(EXCERPTED RECORDS Opens)

PR #1314, opened 2019-06-03
Remove _id from bulk:write 2e route

Aschen:
## What does this PR do ?

Remove the second route for `bulk:write`. The _id is now a query string parameter and not part of the url

  - Step 1 :
  - Step 2 :
  - Step 3 :  
  ...


scottinet:
@benoitvidis > this started from this comment in the corresponding documentation PR: https://github.com/kuzzleio/documentation/pull/300#discussion_r289846420

The routes you mention are old, and created prior to our own HTTP router. Passing a document ID in the querystring is now free, and having multiple URLs for a same route doesn't seem clean to me.

Thinking of that, I wonder if perhaps we should deprecated the duplicated routes for old API actions :thinking:

Aschen:
@scottinet Yes I think we should deprecate other duplicated routes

(EXCERPTED RECORDS Closes)

PROBLEM TO SOLVE
Examine the records and pull out every line where the string "this" occurs.

COMPLETED TASK
## What does this PR do ?
@benoitvidis > this started from this comment in the corresponding documentation PR: https://github.com/kuzzleio/documentation/pull/300#discussion_r289846420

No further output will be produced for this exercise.